(Task data):
........

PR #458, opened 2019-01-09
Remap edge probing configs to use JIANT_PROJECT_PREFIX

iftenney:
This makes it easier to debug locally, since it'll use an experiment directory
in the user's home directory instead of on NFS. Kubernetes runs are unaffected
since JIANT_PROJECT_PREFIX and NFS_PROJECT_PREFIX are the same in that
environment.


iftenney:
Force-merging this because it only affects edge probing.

........

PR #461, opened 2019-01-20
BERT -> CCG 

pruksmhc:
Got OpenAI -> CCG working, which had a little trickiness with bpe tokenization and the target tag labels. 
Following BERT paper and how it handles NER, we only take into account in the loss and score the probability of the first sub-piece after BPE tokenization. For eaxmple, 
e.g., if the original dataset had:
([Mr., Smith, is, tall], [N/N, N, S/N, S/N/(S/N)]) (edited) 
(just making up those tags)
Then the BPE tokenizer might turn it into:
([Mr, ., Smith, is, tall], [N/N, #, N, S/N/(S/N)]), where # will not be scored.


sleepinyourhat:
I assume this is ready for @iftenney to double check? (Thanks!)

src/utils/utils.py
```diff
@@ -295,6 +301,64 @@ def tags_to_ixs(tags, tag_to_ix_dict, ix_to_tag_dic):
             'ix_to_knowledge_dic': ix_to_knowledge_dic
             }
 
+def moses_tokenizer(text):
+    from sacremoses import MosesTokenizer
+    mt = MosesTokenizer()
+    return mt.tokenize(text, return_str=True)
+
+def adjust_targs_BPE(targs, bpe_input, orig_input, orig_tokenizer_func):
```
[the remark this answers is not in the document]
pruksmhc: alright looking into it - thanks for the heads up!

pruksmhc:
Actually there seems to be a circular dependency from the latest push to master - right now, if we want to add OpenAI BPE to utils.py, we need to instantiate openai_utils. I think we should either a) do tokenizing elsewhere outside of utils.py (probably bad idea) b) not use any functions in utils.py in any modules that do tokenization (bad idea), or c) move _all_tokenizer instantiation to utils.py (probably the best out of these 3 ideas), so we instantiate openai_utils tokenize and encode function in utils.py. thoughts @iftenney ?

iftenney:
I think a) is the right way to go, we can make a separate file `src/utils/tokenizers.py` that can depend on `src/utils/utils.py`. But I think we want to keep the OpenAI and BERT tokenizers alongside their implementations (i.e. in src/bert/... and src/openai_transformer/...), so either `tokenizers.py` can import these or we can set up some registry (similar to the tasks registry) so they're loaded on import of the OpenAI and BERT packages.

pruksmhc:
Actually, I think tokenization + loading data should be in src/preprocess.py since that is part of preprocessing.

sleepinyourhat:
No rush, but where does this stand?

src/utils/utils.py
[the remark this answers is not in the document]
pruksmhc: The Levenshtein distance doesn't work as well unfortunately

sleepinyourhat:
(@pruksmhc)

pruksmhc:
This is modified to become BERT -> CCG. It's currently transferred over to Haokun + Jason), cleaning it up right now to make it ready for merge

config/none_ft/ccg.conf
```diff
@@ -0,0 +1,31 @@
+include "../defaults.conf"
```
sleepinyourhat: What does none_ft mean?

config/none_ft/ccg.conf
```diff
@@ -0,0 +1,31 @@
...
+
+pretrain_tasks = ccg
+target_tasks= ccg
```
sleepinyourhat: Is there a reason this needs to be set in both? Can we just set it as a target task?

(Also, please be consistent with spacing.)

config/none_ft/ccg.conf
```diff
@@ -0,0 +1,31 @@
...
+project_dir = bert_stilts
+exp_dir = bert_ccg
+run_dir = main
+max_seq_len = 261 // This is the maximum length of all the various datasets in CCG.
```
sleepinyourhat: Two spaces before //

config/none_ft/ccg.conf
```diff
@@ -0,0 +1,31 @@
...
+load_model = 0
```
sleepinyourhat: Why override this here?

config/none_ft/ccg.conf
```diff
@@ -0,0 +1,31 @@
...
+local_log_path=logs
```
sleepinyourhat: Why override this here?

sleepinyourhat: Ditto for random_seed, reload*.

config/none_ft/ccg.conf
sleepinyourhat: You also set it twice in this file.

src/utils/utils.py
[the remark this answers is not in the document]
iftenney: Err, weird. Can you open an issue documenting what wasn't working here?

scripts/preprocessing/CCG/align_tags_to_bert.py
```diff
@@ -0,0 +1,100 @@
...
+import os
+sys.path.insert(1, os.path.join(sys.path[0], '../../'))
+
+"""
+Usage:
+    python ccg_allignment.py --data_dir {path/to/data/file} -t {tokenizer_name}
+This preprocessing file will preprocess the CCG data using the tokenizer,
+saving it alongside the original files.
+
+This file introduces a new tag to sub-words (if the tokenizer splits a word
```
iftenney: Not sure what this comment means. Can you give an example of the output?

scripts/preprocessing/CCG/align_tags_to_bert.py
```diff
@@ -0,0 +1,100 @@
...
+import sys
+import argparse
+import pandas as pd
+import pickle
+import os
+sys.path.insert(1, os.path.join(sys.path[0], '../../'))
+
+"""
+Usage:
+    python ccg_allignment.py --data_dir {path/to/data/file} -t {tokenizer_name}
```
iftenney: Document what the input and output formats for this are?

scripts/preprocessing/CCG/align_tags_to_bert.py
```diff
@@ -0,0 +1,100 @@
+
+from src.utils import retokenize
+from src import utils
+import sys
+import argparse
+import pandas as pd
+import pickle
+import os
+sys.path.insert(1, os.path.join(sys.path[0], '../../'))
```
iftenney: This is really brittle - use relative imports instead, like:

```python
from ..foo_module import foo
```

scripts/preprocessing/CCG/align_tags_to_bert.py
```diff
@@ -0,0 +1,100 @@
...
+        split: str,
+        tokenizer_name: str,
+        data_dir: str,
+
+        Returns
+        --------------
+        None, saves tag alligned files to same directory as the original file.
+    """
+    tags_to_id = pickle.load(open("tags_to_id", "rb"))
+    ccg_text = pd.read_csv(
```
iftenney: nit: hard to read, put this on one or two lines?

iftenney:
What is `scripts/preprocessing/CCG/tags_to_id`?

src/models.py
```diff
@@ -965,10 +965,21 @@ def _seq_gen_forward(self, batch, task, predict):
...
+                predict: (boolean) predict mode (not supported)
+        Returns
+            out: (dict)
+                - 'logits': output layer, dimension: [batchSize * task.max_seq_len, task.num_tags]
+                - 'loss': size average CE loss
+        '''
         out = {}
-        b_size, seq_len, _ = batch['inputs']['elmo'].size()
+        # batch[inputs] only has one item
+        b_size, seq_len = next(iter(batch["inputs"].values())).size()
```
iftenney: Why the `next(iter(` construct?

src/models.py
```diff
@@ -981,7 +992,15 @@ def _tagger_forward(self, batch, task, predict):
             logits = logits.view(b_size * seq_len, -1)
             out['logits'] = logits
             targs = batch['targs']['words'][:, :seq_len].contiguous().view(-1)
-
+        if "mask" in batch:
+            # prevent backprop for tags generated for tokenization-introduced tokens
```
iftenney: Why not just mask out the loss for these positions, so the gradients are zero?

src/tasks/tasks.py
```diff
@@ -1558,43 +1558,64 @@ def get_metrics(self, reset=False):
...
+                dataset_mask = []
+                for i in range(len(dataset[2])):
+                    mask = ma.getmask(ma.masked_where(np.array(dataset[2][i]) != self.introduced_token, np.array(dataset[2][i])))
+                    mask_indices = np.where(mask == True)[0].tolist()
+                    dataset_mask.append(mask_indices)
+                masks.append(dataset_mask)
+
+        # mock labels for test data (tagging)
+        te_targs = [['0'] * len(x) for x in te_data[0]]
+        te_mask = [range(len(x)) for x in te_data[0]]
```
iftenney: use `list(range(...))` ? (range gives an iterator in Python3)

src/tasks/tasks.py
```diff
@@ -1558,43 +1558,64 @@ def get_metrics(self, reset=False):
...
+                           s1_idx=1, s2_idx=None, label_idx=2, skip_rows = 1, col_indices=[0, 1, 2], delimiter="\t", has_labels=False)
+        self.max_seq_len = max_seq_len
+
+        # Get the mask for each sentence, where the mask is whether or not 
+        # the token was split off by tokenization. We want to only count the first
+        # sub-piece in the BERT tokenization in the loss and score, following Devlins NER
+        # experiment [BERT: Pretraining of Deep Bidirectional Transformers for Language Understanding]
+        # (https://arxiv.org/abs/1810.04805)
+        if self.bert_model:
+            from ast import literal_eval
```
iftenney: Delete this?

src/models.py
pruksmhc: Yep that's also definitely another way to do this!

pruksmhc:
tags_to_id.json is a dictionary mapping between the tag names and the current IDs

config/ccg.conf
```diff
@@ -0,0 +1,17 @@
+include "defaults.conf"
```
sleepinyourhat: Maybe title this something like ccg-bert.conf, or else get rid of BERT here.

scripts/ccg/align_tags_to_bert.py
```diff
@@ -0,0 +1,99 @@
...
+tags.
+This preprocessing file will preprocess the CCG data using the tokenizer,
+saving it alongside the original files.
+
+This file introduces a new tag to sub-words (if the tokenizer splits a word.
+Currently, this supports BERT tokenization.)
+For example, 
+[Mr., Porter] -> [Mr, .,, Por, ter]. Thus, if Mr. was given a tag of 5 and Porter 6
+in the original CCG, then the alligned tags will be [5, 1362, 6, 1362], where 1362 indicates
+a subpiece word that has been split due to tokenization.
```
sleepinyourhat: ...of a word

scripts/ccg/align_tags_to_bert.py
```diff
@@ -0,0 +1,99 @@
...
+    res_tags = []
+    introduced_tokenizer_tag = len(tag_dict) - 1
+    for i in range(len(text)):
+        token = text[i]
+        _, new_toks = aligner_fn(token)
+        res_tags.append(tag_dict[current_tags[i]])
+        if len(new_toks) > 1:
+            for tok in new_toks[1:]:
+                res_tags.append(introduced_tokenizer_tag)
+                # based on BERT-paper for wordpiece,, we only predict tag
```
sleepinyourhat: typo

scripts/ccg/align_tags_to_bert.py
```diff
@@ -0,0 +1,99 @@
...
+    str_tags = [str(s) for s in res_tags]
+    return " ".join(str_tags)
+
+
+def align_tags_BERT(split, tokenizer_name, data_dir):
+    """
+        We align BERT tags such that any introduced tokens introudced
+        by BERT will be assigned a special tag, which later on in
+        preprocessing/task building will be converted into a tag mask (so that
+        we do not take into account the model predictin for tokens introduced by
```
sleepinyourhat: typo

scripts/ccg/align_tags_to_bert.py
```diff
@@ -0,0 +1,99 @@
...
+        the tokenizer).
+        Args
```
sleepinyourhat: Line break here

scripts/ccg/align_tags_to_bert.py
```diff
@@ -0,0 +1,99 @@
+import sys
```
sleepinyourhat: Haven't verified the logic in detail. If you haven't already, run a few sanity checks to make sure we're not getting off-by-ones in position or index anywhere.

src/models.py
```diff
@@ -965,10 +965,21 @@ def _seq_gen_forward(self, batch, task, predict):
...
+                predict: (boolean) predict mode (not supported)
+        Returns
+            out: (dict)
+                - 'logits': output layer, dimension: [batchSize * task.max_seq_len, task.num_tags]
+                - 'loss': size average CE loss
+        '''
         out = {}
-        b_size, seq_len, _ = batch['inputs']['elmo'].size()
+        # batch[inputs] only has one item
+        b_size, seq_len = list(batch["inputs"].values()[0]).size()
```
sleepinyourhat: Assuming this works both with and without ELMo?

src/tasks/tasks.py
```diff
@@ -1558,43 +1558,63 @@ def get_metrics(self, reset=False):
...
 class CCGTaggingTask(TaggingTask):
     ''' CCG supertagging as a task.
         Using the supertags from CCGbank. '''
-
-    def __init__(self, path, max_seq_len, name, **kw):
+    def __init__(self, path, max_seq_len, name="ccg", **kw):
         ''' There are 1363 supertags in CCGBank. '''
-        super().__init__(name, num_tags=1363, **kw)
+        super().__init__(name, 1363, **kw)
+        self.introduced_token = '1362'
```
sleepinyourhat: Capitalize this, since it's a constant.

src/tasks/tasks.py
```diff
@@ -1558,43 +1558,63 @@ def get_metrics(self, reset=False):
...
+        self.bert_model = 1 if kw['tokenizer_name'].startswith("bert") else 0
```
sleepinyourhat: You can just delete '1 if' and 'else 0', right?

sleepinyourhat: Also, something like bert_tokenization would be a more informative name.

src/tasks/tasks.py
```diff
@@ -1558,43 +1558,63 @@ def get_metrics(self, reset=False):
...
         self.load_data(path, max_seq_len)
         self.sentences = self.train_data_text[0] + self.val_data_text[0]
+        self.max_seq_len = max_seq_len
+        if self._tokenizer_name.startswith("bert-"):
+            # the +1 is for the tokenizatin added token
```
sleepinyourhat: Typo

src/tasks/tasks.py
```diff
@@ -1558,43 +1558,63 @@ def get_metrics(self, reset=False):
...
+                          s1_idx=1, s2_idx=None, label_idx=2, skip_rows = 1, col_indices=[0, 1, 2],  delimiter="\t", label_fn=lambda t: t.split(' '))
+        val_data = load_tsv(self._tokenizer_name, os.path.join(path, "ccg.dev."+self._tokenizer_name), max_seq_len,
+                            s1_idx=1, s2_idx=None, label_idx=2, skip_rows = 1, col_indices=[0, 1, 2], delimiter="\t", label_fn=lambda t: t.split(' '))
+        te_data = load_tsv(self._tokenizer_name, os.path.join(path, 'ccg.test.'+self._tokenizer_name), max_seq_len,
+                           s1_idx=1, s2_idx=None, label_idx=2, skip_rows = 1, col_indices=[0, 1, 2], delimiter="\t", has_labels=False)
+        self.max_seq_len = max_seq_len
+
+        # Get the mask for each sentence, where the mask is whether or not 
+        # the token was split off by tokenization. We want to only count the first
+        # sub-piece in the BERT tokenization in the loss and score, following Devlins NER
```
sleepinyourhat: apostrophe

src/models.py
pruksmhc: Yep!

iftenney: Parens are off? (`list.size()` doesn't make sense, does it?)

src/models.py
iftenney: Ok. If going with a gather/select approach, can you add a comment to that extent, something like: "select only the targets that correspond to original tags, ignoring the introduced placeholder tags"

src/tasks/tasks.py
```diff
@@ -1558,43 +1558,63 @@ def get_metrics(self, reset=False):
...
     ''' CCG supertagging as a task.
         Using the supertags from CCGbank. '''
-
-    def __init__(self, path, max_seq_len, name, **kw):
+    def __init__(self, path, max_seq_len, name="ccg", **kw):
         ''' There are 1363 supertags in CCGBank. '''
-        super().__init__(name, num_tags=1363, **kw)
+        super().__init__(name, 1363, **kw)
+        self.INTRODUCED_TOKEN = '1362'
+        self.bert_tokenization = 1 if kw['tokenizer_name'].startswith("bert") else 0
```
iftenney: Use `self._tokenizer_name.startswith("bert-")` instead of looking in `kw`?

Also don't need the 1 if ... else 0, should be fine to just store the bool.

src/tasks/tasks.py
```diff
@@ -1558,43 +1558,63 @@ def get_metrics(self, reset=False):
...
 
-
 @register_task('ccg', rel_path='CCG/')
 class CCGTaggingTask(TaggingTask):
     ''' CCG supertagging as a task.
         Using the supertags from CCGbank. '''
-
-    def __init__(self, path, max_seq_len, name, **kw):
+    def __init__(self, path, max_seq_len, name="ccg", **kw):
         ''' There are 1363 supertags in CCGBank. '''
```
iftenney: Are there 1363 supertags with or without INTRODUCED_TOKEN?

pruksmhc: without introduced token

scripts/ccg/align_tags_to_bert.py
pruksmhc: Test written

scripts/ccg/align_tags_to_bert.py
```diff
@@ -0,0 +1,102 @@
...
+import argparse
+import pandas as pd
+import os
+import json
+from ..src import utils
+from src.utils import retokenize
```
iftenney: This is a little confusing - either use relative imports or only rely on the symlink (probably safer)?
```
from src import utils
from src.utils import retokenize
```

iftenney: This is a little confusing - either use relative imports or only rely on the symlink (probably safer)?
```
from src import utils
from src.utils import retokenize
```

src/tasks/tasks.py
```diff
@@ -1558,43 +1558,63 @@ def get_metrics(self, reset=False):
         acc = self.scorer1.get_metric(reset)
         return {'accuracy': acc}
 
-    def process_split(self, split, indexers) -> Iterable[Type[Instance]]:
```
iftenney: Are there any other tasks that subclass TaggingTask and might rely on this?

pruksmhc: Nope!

........

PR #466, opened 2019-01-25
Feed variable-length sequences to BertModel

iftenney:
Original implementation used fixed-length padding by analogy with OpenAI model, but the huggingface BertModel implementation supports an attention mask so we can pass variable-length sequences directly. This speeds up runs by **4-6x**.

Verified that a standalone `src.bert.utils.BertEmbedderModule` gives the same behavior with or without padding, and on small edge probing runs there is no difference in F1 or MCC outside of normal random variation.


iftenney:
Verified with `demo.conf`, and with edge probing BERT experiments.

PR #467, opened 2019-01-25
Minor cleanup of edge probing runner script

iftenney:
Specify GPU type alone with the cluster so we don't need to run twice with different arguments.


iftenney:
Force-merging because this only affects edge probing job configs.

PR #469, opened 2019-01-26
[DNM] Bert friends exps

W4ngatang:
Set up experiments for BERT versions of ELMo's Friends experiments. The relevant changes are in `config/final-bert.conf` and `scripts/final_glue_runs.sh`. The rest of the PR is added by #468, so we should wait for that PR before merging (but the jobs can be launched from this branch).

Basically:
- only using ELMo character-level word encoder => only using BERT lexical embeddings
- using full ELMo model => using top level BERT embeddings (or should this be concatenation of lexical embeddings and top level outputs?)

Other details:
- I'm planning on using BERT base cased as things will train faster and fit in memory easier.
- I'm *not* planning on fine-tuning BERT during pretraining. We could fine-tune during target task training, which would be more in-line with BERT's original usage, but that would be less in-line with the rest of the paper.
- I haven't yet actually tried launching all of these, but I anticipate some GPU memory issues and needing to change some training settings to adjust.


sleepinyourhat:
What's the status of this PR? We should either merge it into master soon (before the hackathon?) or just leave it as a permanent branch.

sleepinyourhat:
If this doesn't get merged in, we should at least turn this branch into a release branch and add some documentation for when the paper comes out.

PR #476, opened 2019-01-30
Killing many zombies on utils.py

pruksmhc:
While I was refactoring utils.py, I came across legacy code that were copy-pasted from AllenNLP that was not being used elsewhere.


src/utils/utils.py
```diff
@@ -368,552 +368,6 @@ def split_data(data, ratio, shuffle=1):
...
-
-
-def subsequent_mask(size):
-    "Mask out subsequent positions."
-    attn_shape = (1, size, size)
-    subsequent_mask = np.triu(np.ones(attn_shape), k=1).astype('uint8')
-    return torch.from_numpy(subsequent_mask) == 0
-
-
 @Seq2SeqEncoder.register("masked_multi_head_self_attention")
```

........

(Required work):
Look for the string "might" in the records, and copy every line where it is found.

(Your response):
Then the BPE tokenizer might turn it into:
iftenney: Are there any other tasks that subclass TaggingTask and might rely on this?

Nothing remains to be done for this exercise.